> Task goal
Please return all lines of the data below containing the string "failure".

> Working data
PR #3598, opened 2026-07-02
[BUG] Relegate flat test to a warning

### LINKED ISSUE #3570: [BUG] Intermittent notbook fail with hybrid
### Describe the bug

overnight fails intermittently with hive cote in the notebook 

https://github.com/aeon-toolkit/aeon/actions/runs/28142499609/job/83342631710

caused by the guard against zero variance,

ValueError: Input collection has too little variation: std <= 1e-07 for 1 case/channel pair(s): (case=15, ch=0). Rescale (e.g., multiply by a constant) or normalise your data.

`check_collection_variance` is called unconditionally inside `BaseCollectionEstimator._check_X` (`aeon/base/_base_collection.py`). Because `_check_X` runs on the input of every collection transformer, the guard also runs on the short sub-series slices that interval-based methods extract internally. These slices can legitimately be near-constant, so the guard raises and aborts the whole fit.

This is a false positive: near-constant interval slices are expected behaviour for interval and shapelet pipelines, not a data problem the user can fix by rescaling.

The periodic notebook tests caught this in `examples/classification/hybrid.ipynb` (HIVE-COTEv2 fit cell). Failing run: https://github.com/aeon-toolkit/aeon/actions/runs/28142499609/job/83342631710

PR #3315, "[BUG] Handling series with extremely small scale"

So the guard was added deliberately to handle tiny-scale series, and the regression is a side effect of placing the check in the shared _check_X path, where it also runs on the inner interval slices rather than only the top-level input. 

The call site forces the error:

```python
# aeon/base/_base_collection.py, end of _check_X
check_collection_variance(X)
```

`check_collection_variance` accepts a `raise_error` argument, but the call passes no arguments other than `X`, so it raises on every nested transform input rather than only validating the top-level estimator input.

```python
from aeon.classification.hybrid import HIVECOTEV2
from aeon.datasets import load_italy_power_demand

X_train, y_train = load_italy_power_demand(split="train")
HIVECOTEV2(time_limit_in_minutes=0.2).fit(X_train, y_train)
```

The same failure is reachable more directly through `DrCIFClassifier.fit_predict`, since the offending path is the interval transform, not HC2 specifically.

### Expected results

The fit completes. Near-constant sub-series produced by random-interval extraction should not trigger a hard error, since this is normal for interval-based estimators.

### Actual results

```
ValueError: Input collection has too little variation: std <= 1e-07
for 1 case/channel pair(s): (case=15, ch=0). Rescale (e.g., multiply by a constant)
or normalise your data.
```

Abridged call stack (full trace in the linked run log):

```
HIVECOTEV2._fit
  _BaseHIVECOTE._fit                       # est.fit_predict for CAWPE weights
    DrCIFClassifier._fit_predict
      BaseIntervalForest._fit_predict_proba -> _fit_forest
        RandomIntervals._fit_transform -> _generate_interval
          feature.fit_transform(X[:, dim, start:end:dilation])   # interval slice
            BaseCollectionTransformer.fit_transform
              _preprocess_collection -> _check_X
                check_collection_variance(X)   # raises ValueError
```

The trigger is RNG-dependent (the offending interval depends on the random state), although it is reproducible here given the fixed seeds. ItalyPowerDemand is z-normalised and length 24, so a short interval for `(case=15, ch=0)` falls below the `1e-07` variance threshold.

### Suggested fix

1. Do not run the variance check on the inner transform path. Restrict it to the top-level estimator input, for example only when `store_metadata=True` in `_preprocess_collection`, or behind a capability tag that interval and shapelet transformers can opt out of. This is the cleanest option, since near-constant slices are normal for these methods.
2. Demote the guard to a warning at this call site, or pass `raise_error=False`, so low-variance inner slices do not abort the fit.
3. Relaxing the threshold alone is not sufficient, as it only narrows the window for the same class of failure.

A regression test driving an interval-based estimator (for example `DrCIFClassifier.fit_predict` on ItalyPowerDemand with a fixed seed) would guard against reintroduction.

### Versions

Periodic tests run against latest dependencies; failure observed on `main` at commit `54bc654` (run #1099, 2026-06-25), Python 3.12, macOS arm64 runner.

TonyBagnall:
Fixes overnight test fail for hybrid notebook, fixes #3570 

 - aeon/base/_base_collection.py:199 — _check_X now calls check_collection_variance(X, raise_error=False) and emits a UserWarning instead of raising, so near-constant internal slices no longer abort fits. The standalone check_collection_variance() function still raises by default for anyone calling it directly.
  - aeon/base/tests/test_base_collection.py — added test_check_X_low_variance_warns as a regression test.

Verified three ways: the exact input that crashed the notebook (first difference of ItalyPowerDemand case 15, interval [13:16], std =  5.3e-9) now completes Catch22.fit_transform with a warning; the notebook's HC2 cell (HIVECOTEV2(time_limit_in_minutes=0.2) on  ItalyPowerDemand) runs end-to-end with accuracy 1.0; and the 122 base/validation tests all pass. One caveat on my earlier message: the
  "0/10 seeds failed" DrCIF repro was accidentally run against a stale aeon 1.5.0 install in .venv, so it was meaningless — the  deterministic slice-level evidence is what confirms the diagnosis and the fix.

### DIFF
--- a/aeon/base/_base_collection.py
+++ b/aeon/base/_base_collection.py
@@ -19,6 +19,7 @@ State:
     fitted state inspection - check_is_fitted()
 """
 
+import warnings
 from abc import abstractmethod
 
 import numpy as np
@@ -196,7 +197,16 @@ class BaseCollectionEstimator(BaseAeonEstimator):
             )
             raise ValueError(msg)
 
-        check_collection_variance(X)
+        if not check_collection_variance(X, raise_error=False):
+            warnings.warn(
+                f"Data seen by instance of {type(self).__name__} has one or more "
+                "case/channel pairs with very little variation (std <= 1e-07). "
+                "Some aeon methods may treat these series as effectively constant. "
+                "If this is unintended, rescale (e.g., multiply by a constant) or "
+                "normalise your data.",
+                UserWarning,
+                stacklevel=2,
+            )
 
         return metadata
 
--- a/aeon/base/tests/test_base_collection.py
+++ b/aeon/base/tests/test_base_collection.py
@@ -230,6 +230,22 @@ def test_preprocess_collection(data):
     assert meta == cls.metadata_
 
 
+def test_check_X_low_variance_warns():
+    """Test near-constant data warns rather than raises in _check_X.
+
+    Interval and shapelet based estimators call transformers on small subseries
+    internally, which are often near-constant. A hard error here aborts fits on
+    valid data, see issue #3570.
+    """
+    dummy = MockClassifier()
+    X = np.ones((5, 1, 10))
+    X[0][0][0] += 1e-8
+
+    with pytest.warns(UserWarning, match="very little variation"):
+        meta = dummy._check_X(X)
+    assert meta
+
+
 def test_convert_np_list():
     """Test np-list of 1D numpy converted to 2D."""
     x1 = np.random.random(size=(1, 10))
--- a/aeon/classification/tests/test_sklearn_compatability.py
+++ b/aeon/classification/tests/test_sklearn_compatability.py
@@ -108,8 +108,15 @@ def test_sklearn_parameter_tuning(parameter_tuning_method):
     X, y = make_example_3d_numpy(
         n_cases=20, n_channels=2, n_timepoints=30, min_cases_per_label=10
     )
+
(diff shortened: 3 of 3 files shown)


patrickzib (approved):
LGTM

> Written solution
The same failure is reachable more directly through `DrCIFClassifier.fit_predict`, since the offending path is the interval transform, not HC2 specifically.
3. Relaxing the threshold alone is not sufficient, as it only narrows the window for the same class of failure.
Periodic tests run against latest dependencies; failure observed on `main` at commit `54bc654` (run #1099, 2026-06-25), Python 3.12, macOS arm64 runner.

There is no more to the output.